Definition (Divergence to $\pm \mathrm{\infty }$)

1. The sequence $\{a_n\}$ is said to diverge to the positive infinity, denoted $\underset{n\to \mathrm{\infty }}{lim}{a}_n=+\mathrm{\infty }$, if the following condition is satisfied.
• For any $M\in \mathbb{R}$, there exists $N\in \mathbb{N}$ such that for any $n\in \mathbb{N}$, if $n\ge N$, then $a_n>M$.
Or, in a logical form, $$\mathrm{\forall }M\in \mathbb{R},\mathrm{\exists }N\in \mathbb{N},\mathrm{\forall }n\in \mathbb{N}(n\ge N⟹a_n>M).$$
2. The sequence $\{a_n\}$ is said to diverge to the negative infinity, denoted $\underset{n\to \mathrm{\infty }}{lim}{a}_n=-\mathrm{\infty }$, if the following condition is satisfied.
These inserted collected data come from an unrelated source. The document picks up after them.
PR #1450, opened 2022-10-26
feat(notifications): global alert component

Francois-Esquire:
## Description

This PR introduces the `GlobalAlert` component as a new member of the `notifications` family.

## Detail

The `GlobalAlert` component takes one prop `type`, which can be "info", "success", "warning" and "error".

Screen Shot 2022-10-26 at 3 58 52 PM

## Checklist


packages/notifications/src/types/index.ts
```diff
@@ -58,3 +59,25 @@ export interface IToastProviderProps {
...
+  type: Type;
+}
+
+export interface IGlobalAlertAnchorProps
+  extends AnchorHTMLAttributes<HTMLAnchorElement>,
+    Pick<IAnchorProps, 'isExternal'> {}
+
+export interface IGlobalAlertButtonProps
+  extends ButtonHTMLAttributes<HTMLButtonElement>,
+    Pick<IButtonProps, 'isBasic'> {}
```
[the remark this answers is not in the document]
jzempel: You can always check with `yarn garden cmd-docgen --pretty [path-to-GlobalAlert]`. I'd recommend doing that here and validating the JSON returns as expected. Usually Storybook docs is a reliable check, too. But `cmd-docgen` is what produces generated documentation for the website.

packages/notifications/demo/stories/GlobalAlertStory.tsx
```diff
@@ -0,0 +1,76 @@
...
+  },
+  error: {
+    title: 'Error',
+    content: 'There are bugs in the garden.'
+  },
+  info: {
+    title: 'Info',
+    content: 'Another day in the garden.'
+  }
+};
```
jzempel, line 44: Prefer strings coming straight from the `children` controls as seen with `Notification` and `Alert`. This Garden-centric content will be helpful in the upcoming website examples. However, Storybook is meant to be more utilitarian with respect to content.

packages/notifications/demo/global-alert.stories.mdx
```diff
@@ -0,0 +1,53 @@
...
+      hasClose: { name: 'Close', type: 'boolean', table: { category: 'Story' } },
+      hasTitle: { name: 'Title', type: 'boolean', table: { category: 'Story' } }
+    }}
+    parameters={{
+      design: {
+        allowFullscreen: true,
+        type: 'figma',
+        url: 'https://www.figma.com/file/6g87L4FdKZTA3knt3Rsfdx/Garden?node-id=103%3A25292'
+      }
+    }}
```
jzempel, line 49: Do not add the `design` parameter until the component has been checked-in to the main brain on Figma.

packages/notifications/demo/global-alert.stories.mdx
```diff
@@ -0,0 +1,53 @@
...
+    name="GlobalAlert"
+    args={{
+      type: 'info'
+    }}
+    argTypes={{
+      anchor: { name: 'children', type: 'string', table: { category: 'Anchor' } },
+      isExternal: { control: { type: 'boolean' }, table: { category: 'Anchor' } },
+      button: { name: 'children', type: 'string', table: { category: 'Button' } },
+      isBasic: { control: { type: 'boolean' }, table: { category: 'Button' } },
+      ariaLabel: { name: 'aria-label', type: 'string', table: { category: 'Close' } },
```
jzempel, line 34: Please add default `args` text for the `aria-label`. See `Modal` `Close`, `DrawerModal.Close` and `TooltipModal.Close` for details. Doing so bypasses the dev warning out of the box, and shows we are using the component as intended.

packages/notifications/demo/global-alert.stories.mdx
```diff
@@ -0,0 +1,53 @@
...
+  <Story
+    name="GlobalAlert"
+    args={{
+      type: 'info'
+    }}
+    argTypes={{
+      anchor: { name: 'children', type: 'string', table: { category: 'Anchor' } },
+      isExternal: { control: { type: 'boolean' }, table: { category: 'Anchor' } },
+      button: { name: 'children', type: 'string', table: { category: 'Button' } },
+      isBasic: { control: { type: 'boolean' }, table: { category: 'Button' } },
```
jzempel, line 33: I'd like to see the button control to be configured a lot closer to modal `FooterItem[]`. In other words, the data should describe `Button[]` array with the following by default:

```
[
  { text: 'Cancel', isBasic: true },
  { text: 'OK' }
]
```

This allows Storybook to push into the extents of button positioning, group styling, etc.

packages/notifications/demo/stories/GlobalAlertStory.tsx
```diff
@@ -0,0 +1,76 @@
...
+        {title || globalAlertText[type].title}
+      </GlobalAlert.Title>
+    )}
+    <GlobalAlert.Content>{content || globalAlertText[type].content}</GlobalAlert.Content>
+    {hasAnchor && (
+      <GlobalAlert.Anchor href="#" isExternal={isExternal}>
+        {anchor || 'Find out more'}
+      </GlobalAlert.Anchor>
+    )}
+    {hasButton && <GlobalAlert.Button isBasic={isBasic}>{button || 'Primary'}</GlobalAlert.Button>}
```
jzempel, line 73: Please prefer control-defined `children` content rather than or'ing fallback strings.

packages/notifications/src/elements/global-alert/GlobalAlertIcon.tsx
```diff
@@ -0,0 +1,38 @@
...
+  const combinedProps = { 'aria-hidden': true, ...props };
+
+  const [success, warning, error, info] = TYPE;
+
+  switch (type) {
+    case success:
+      return <SuccessIcon {...combinedProps} />;
+    case warning:
+      return <WarningIcon {...combinedProps} />;
+    case error:
```
jzempel, line 27: This case is not producing the correct error icon.

packages/notifications/src/elements/global-alert/GlobalAlertTitle.tsx
```diff
@@ -0,0 +1,17 @@
...
+
+import React, { forwardRef } from 'react';
+
+import { IGlobalAlertTitleProps } from '../../types';
+import { StyledGlobalAlertTitle } from '../../styled';
+
+export const GlobalAlertTitle = forwardRef<HTMLDivElement, IGlobalAlertTitleProps>((props, ref) => {
+  return <StyledGlobalAlertTitle ref={ref} {...props} />;
+});
+
```
jzempel, line 16: Missing `propTypes` for `isRegular`.

packages/notifications/src/elements/global-alert/GlobalAlertIcon.tsx
```diff
@@ -0,0 +1,38 @@
...
+    case info:
+    default:
+      return <InfoIcon {...combinedProps} />;
+  }
+};
+
+GlobalAlertIcon.displayName = 'GlobalAlert.Icon';
```
jzempel, line 34: Since it is not part of the public API, would this just be `'GlobalAlertIcon'`?

packages/notifications/src/elements/global-alert/GlobalAlertIcon.tsx
```diff
@@ -0,0 +1,38 @@
...
+  const [success, warning, error, info] = TYPE;
+
+  switch (type) {
+    case success:
+      return <SuccessIcon {...combinedProps} />;
+    case warning:
+      return <WarningIcon {...combinedProps} />;
+    case error:
+    case info:
+    default:
```
jzempel, line 29: Should there be a default if `type` is required?

packages/notifications/src/types/index.ts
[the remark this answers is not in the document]
jzempel: Also, the [API](https://github.com/zendeskgarden/react-components/blob/main/docs/api.md) & [TS](https://github.com/zendeskgarden/react-components/blob/main/docs/typescript.md) docs were written to cover quirks for Storybook. However, it seems that props for subcomponents have been lost with a recent update. See `Sheet.Footer` for example: https://github.com/zendeskgarden/react-components/blob/main/docs/typescript.md (should show an `isCompact` prop).

packages/notifications/src/elements/global-alert/utility.ts
```diff
@@ -0,0 +1,16 @@
...
+ * found at http://www.apache.org/licenses/LICENSE-2.0.
+ */
+
+import { createContext, useContext } from 'react';
+
+import { TYPE, IGlobalAlertProps } from '../../types';
+
+export type GlobalAlertContextProps = Pick<IGlobalAlertProps, 'type'>;
+
+export const GlobalAlertContext = createContext<GlobalAlertContextProps>({ type: TYPE[3] });
```
jzempel, line 14: This is brittle (subject to array re-ordering) and unreadable (have to go reference `TYPE[3]`). Please prefer explicit `type: 'info'` usage. TypeScript will do what is needed to keep things in check.

jzempel (changes requested):
Submitting a first-half review for type+elements+context API. I'll follow-up with a separate review for the `styled-components`.

packages/notifications/src/elements/global-alert/GlobalAlertIcon.tsx
Francois-Esquire: There shouldn't/wouldn't, I was avoiding adding an eslint rule. I will remove it.

packages/notifications/src/types/index.ts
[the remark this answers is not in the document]
Francois-Esquire: @jzempel It looks like the `yarn garden cmd-docgen --pretty packages/notifications/src/elements/global-alert` is producing the correct prop documentation.

packages/notifications/src/styled/global-alert/StyledGlobalAlert.ts
```diff
@@ -0,0 +1,107 @@
...
+  `;
+}
+
+function sizeStyles(props: StyledGlobalAlertProps) {
+  const height = props.theme.space.base * 13;
+  const padding = props.theme.space.base * 2;
+  const paddingStart = props.theme.space.base * 4;
+
+  return css`
+    border-bottom: 1px solid;
```
jzempel, line 58:
```suggestion
    border-bottom: ${props.theme.borders.sm};
```

packages/notifications/src/styled/global-alert/StyledGlobalAlert.ts
```diff
@@ -0,0 +1,107 @@
...
+
+    & > svg {
+      flex-shrink: 0;
+      margin-top: ${props.theme.space.base * 2.5}px;
+    }
+
+    & > div {
+      margin-top: ${props.theme.space.base * 2}px;
+      margin-bottom: ${props.theme.space.base * 2}px;
+    }
```
jzempel, line 72: From what I'm seeing, all of the child selection here (`svg`, `div`, `button`) indicates the need to re-work the entire layout styling for the `GlobalAlert` and it's subcomponents. In summary, the 52px default height of the component needs to top/bottom pad in order to accommodate 20px line-height text. Without this, we're getting a 53px default `GlobalAlert` along with a bunch of pixel fussing, which is no bueno.

jzempel (changes requested):
Stopped styling review at `StyledGlobalAlert`. I think we need to fundamentally address base layout styling in order for the component CSS to be robust.

jzempel (changes requested):
Getting close @Francois-Esquire. A couple things I'm noticing:
- the subcomponent element components lack testing (should have "passes ref to underlying DOM element" similar to notification `Close` at a minimum)
- none of the elements have `@extends` JSDoc clauses (should see accurate "extends" key values when running `yarn garden cmd-docgen`)

jgorfine-zendesk (commented):
Did an initial review of the code and the DOM. Most of my feedback is minor, i.e., may not need to be addressed right now. There was one opportunity I saw to get ahead of potential future a11y violations, and that's in the `GlobalAlert.Title`. 👍 

I'll do a separate review in which I post recordings that demonstrate the screen reader experience on Safari x VoiceOver, Chrome x JAWS, and Firefox x NVDA (the AssistivLabs recommended combo).

packages/notifications/src/elements/global-alert/GlobalAlertTitle.tsx
```diff
@@ -0,0 +1,24 @@
...
+ * found at http://www.apache.org/licenses/LICENSE-2.0.
+ */
+
+import React, { forwardRef } from 'react';
+import PropTypes from 'prop-types';
+import { useGlobalAlertContext } from './utility';
+import { IGlobalAlertTitleProps } from '../../types';
+import { StyledGlobalAlertTitle } from '../../styled';
+
+export const GlobalAlertTitle = forwardRef<HTMLDivElement, IGlobalAlertTitleProps>((props, ref) => {
```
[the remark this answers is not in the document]
jzempel: This would be a future consideration for the package as a whole.

packages/notifications/src/styled/global-alert/StyledGlobalAlertContent.ts
```diff
@@ -0,0 +1,24 @@
...
+import { DEFAULT_THEME, retrieveComponentStyles } from '@zendeskgarden/react-theming';
+
+const COMPONENT_ID = 'notifications.global-alert.content';
+
+export const StyledGlobalAlertContent = styled.div.attrs({
+  'data-garden-id': COMPONENT_ID,
+  'data-garden-version': PACKAGE_VERSION
+})`
+  flex-grow: 1;
+
```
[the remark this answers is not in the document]
jzempel: It doesn't horizontally scroll with normal usage. But if we're concerned that it could, then we should change to `overflow-x: auto`.

packages/notifications/src/elements/global-alert/GlobalAlert.spec.tsx
```diff
@@ -0,0 +1,57 @@
...
+ * found at http://www.apache.org/licenses/LICENSE-2.0.
+ */
+
+import React from 'react';
+import { render, renderRtl } from 'garden-test-utils';
+
+import { Type } from '../../types';
+import { GlobalAlert } from './GlobalAlert';
+
+describe('GlobalAlert', () => {
```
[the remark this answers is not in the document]
jzempel: Garden doesn't warn in general because we can rely on TypeScript (compile-time) + PropTypes (run-time) usage.

packages/notifications/src/styled/global-alert/StyledGlobalAlert.ts
```diff
@@ -0,0 +1,140 @@
...
+      foregroundColor = getColor('primaryHue', 700, props.theme);
+      anchorHoverColor = getColor('primaryHue', 800, props.theme);
+      anchorActiveColor = getColor('primaryHue', 900, props.theme);
+      anchorBoxShadowColor = getColor('primaryHue', 700, props.theme, 0.35);
+      break;
+  }
+
+  // Apply a border without affecting the element's size
+  const boxShadow =
+    borderColor && `0 ${props.theme.borderWidths.sm} ${props.theme.borderWidths.sm} ${borderColor}`;
```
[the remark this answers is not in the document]
jzempel: The `GlobalAlert` is not governed by `height`, but rather `min-height`.

packages/notifications/src/styled/global-alert/StyledGlobalAlertContent.ts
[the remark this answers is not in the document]
jzempel: I think the default `flex-basis` value of `auto` implicitly gives us what we need.

packages/notifications/demo/stories/data.ts
```diff
@@ -13,3 +13,14 @@ export const TOAST_PLACEMENT_OPTIONS = [
   'top-end',
   'top-start'
 ] as const;
+
+export const GLOBAL_ALERT_BUTTONS = [
+  {
```
steue, line 18: minor question/ask. design's recommendation is to only have one action in the alert (excluding any anchors and close). could we remove this second button? i'm afraid folks might see this and consider this default, and don't want to confuse "what should" with "what's possible"

jzempel: Hey @steue, I appreciate your concern. However, we really need to lean into the purpose of Storybook here – which is to press on the extents of the layout and styling. Indeed, we use Storybook as the testing ground for "what's possible". By contrast, the website is the place to show, by example, "what should" happen with component usage.

jzempel: To put it another way...
- if we remove either button, we run the future risk of missing unintended layout updates that might impact margining
- if we remove the basic button, we run a future risk of missing unintended styling updates to that button
- if we remove the primary button, we run future risk of missing unintended styling updates to that custom button

packages/notifications/src/styled/global-alert/StyledGlobalAlert.ts
```diff
@@ -0,0 +1,140 @@
...
+
+  return css`
+    box-shadow: ${boxShadow};
+    background-color: ${backgroundColor};
+    color: ${foregroundColor};
+
+    & a {
```
steue, line 78: found a bug, and recreated on chrome, safari, and firefox. the anchor is focusable and is in the right order, however the focus ring isn't visible.

steue (changes requested):
this looks great! thanks y'all! to summarize my comments:
- bug around focus ring not being visible
- nit to remove secondary button as default in demo

packages/notifications/src/styled/global-alert/StyledGlobalAlert.ts
jzempel: @Francois-Esquire I think Steph found a critical specificity issue here.

@steue re secondary button nit: https://github.com/zendeskgarden/react-components/pull/1450#discussion_r1018101593

packages/notifications/demo/stories/data.ts
steue: yes that makes sense! definitely want to uphold the purpose of Storybook demos. our website documentation (will be) quite clear on the recommendation, so there shouldn't be any confusion.

siennagonzalez (commented):
agree with the design feedback left by @steue but everything else looks good to me!

jzempel (changes requested):
@Francois-Esquire unfortunately we can't use [transient props](https://styled-components.com/docs/faqs#transient-props-since-51) since our styled-components peer dependency is ranged `^4.2.0 || ^5.0.0` (we'll bump this peer to `^5.1.0` in v9). I'd recommend changing all of the `$type` styled props to `alertType` which will also get filtered. styled-components was letting `kind` through because it is a [valid attribute](https://developer.mozilla.org/en-US/docs/Web/HTML/Element/track#attr-kind).

steue (approved):
this looks great! thank you @Francois-Esquire @jzempel for everything!!!!

jzempel (approved):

• For any $M\in \mathbb{R}$, there exists $N\in \mathbb{N}$ such that for any $n\in \mathbb{N}$, if $n\ge N$, then $a_n<M$.
Or, in a logical form, $$\mathrm{\forall }M\in \mathbb{R},\mathrm{\exists }N\in \mathbb{N},\mathrm{\forall }n\in \mathbb{N}(n\ge N⟹a_n<M).$$

Example. Consider the sequence $\{3n^2\}$. For a given arbitrary positive real number $M>0$, let $N=\left[\sqrt{\frac{M}{3}}\right]+1$ where $\left[x\right]$ indicates the integer part of $x$. Note, in particular, that $N>\sqrt{\frac{M}{3}}$. Now, suppose $n\ge N$. We have $3n^2\ge 3N^2>M$. Therefore, the sequence $\{3n^2\}$ diverges to $+\mathrm{\infty }$. □